In the next section, you will look at functions that can help you to add or remove attributes in a pandas DataFrame.

Adding and Removing Attributes and Observations

pandas provides the following functions to add and delete rows (observations) and columns (attributes):

• df['col'] = s: This adds a new column, col, to the DataFrame, df, creating a new column that has values from the series, s.
• df.assign(c1 = s1, c2 = s2...): This method adds new columns, c1, c2, and so on, with series, s1, s2, and so on, to the df DataFrame in one go.
• df.append(df2): This method adds values from the df2 DataFrame to the bottom of the df DataFrame wherever the columns of df2 match those of df.
• df.drop(labels, axis): This method removes the rows or columns specified by the labels and corresponding axis, or those specified by the index or column names directly.

  For example, in the DataFrame created in Figure 1.26, if we wanted to drop the Currency column, the corresponding code would be as follows:

  df=df.drop(['Currency'],axis=1)

  The output should be as follows:

  

Figure 1.27: Output when the Currency column is dropped from the df DataFrame

• df.dropna(axis, how): Depending on the parameter passed to how, this method decides whether to drop rows (or columns if axis = 1) with missing values in any of the fields or in all of the fields.

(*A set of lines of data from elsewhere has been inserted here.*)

PR #7210, opened 2020-05-11
mark: deprecate a couple undocumented -k syntaxes

bluetech:
The `-k '-expr'` syntax is an old alias to `-k 'not expr'`. It's also not very convenient to have syntax that start with `-` on the CLI. Deprecate it and suggest replacing with `not`.

---

The `-k 'expr:'` syntax discards all items until the first match and keeps all subsequent, e.g. `-k foo` with

    test_bar
    test_foo
    test_baz

results in `test_foo`, `test_baz`. That's a bit weird, so deprecate it without a replacement. If someone complains we can reconsider or devise a better alternative.

### DIFF
--- a/changelog/7210.deprecation.rst
+++ b/changelog/7210.deprecation.rst
@@ -1,0 +1,5 @@
+The special ``-k '-expr'`` syntax to ``-k`` is deprecated. Use ``-k 'not expr'``
+instead.
+
+The special ``-k 'expr:'`` syntax to ``-k`` is deprecated. Please open an issue
+if you use this and want a replacement.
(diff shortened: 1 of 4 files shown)


bluetech:
> I don't even recall the use case for the : suffix

I can't think of a reasonable use case either. It interferes with some refactorings so hopefully we'll be able to remove it eventually.

NicWeiss:
I use it to run a single test case several times in a row without deselect tests
just an example: Python-m pytest-K-slow-K-long tests/my_test
This was convenient enough to avoid changing global settings for the entire test environment.

bluetech:
@NicWeiss I slightly edited your command to what I think you meant, as written the command wasn't legal.

First, you shouldn't pass `-k` multiple times because only the last one "wins".

Second, you can replace `-k-slow` and `-k-long` with `-k 'not slow'` and `-k 'not long'`, which is the non-deprecated syntax.

jonassmedegaard:
So how to skip two patterns?

This worked previously: `-k'-slow -long'` but it fails now to replace that with `-k'not slow not long'`...

jonassmedegaard:
Ah, I see now that is is clearly documented in `pytest --help` - for others looking here for answers, this works: `-k'not slow and not long'`

bluetech:
@jonassmedegaard right :+1: I'm actually surprised `-slow -long` without an `and` in the middle used to work.

PR #7280, opened 2020-05-29
Issue 7202 - Point development guide to contributing section

### LINKED ISSUE #7202: Contributing guide vs. development guide
We have two documents that serve a similar purpose:

- https://docs.pytest.org/en/latest/contributing.html (source: https://github.com/pytest-dev/pytest/blob/master/CONTRIBUTING.rst)
- https://docs.pytest.org/en/latest/development_guide.html (source: https://github.com/pytest-dev/pytest/blob/master/doc/en/development_guide.rst)

The development guide includes some of its own content, and also embeds https://github.com/pytest-dev/pytest/blob/master/RELEASING.rst.

The development guide's own content seems mostly outdated or redundant with the CONTRIBUTING.

My proposal to fix this is:

- Add a new releasing section to the docs, embedding RELEASING.rst. Or just remove it -- I'm not sure that anyone doing pytest releases will need to read the instructions on the rendered docs..?
- Change the development guide to only link to the contributing and releasing guides, mostly to avoid breaking the URL.

mcsitter:
- [X] Create a new changelog file
- [X] Tox docs environment passed successfully

Resolves #7202 

As proposed the development guide now points to the contributing section.

Instead of embedding `RELEASING.rst` a link to GitHub is now present. Since only a few people who contribute need to now the release procedure this solution seems appropriate. Adding a new releasing section to the documentation would provoke the same maintenance issues the development guide has now to occur on the releasing section.

I also allowed myself to add a note about the maintenance of the development guide.

Open for feedback!


.pre-commit-config.yaml
```diff
@@ -1,72 +1,72 @@
-repos:
```
bluetech, line 1: Please remove the changes to this file (from Unix line endings to Windows line endings). Probably something your editor or git did unintentionally.

doc/en/development_guide.rst
```diff
@@ -2,59 +2,9 @@
...
-
-* ``temporary: EP2017 sprint``: candidate issues or PRs tackled during the EuroPython 2017
-
-Issues created at those events should have other relevant labels added as well.
-
-Those labels should be removed after they are no longer relevant.
-
-
-.. include:: ../../RELEASING.rst
+This site will not be maintained and may be removed in the future.
```
bluetech, line 10: I think we can remove this sentence. Just to keep the link stable, I don't think we should remove it, and because it only contains a couple of links, there is not much to maintain :smile:

.pre-commit-config.yaml
mcsitter: Fixed!

Pre-commit threw an error and recommended to add the YAML to the commit. This was an unforseen consequence. Different clients do not always show when the line endings of a file changed or at least not as explicit as is shown here.

doc/en/development_guide.rst
mcsitter: Fixed!

webknjaz (commented):
^

webknjaz:
Why was the mention of the label management removed? @nicoddemus do you know? Is the automation still in use?

cc @RonnyPfannschmidt

nicoddemus:
TBH I completely forgot about that, and suspect we have never used it really, so that `labels.toml` file has not been used in awhile.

If no parameter is passed, the default value of how is any, and the default value of the axis is 0.
• df.drop_duplicates(keep): This method removes rows with duplicate values in the DataFrame, and keeps the first (keep = 'first'), last (keep = 'last'), or no occurrence (keep = False) in the data.

DataFrames can also be sequentially combined with the concat function:

• pd.concat([df1,df2..]): This method creates a new DataFrame with df1, df2, and all other DataFrames combined sequentially. It will automatically combine columns having the same names in the combined DataFrames.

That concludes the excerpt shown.